(Stored data entries)
PR #182, opened 2019-08-09
Comply with the standards of the Bazel federation

fweikert:
This commit allows bazel_skylib to be a member of the Bazel federation, since it adds the required bzl files related to setup and dependencies.
Moreover, it also changes the WORKSPACE to fetch all dependencies through the federation.

### DIFF
--- a/WORKSPACE
+++ b/WORKSPACE
@@ -1,22 +1,30 @@
 workspace(name = "bazel_skylib")
 
-load(":workspace.bzl", "bazel_skylib_workspace")
+load("@bazel_tools//tools/build_defs/repo:http.bzl", "http_archive")
+http_archive(
+    name = "bazel_federation",
+    url = "https://github.com/bazelbuild/bazel-federation/archive/130c84ec6d60f31b711400e8445a8d0d4a2b5de8.zip",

### WHAT TO WORK ON
Find the word "dependencies" in the records, and report each line that has it.

### RESULT OF THE TASK
This commit allows bazel_skylib to be a member of the Bazel federation, since it adds the required bzl files related to setup and dependencies.
Moreover, it also changes the WORKSPACE to fetch all dependencies through the federation.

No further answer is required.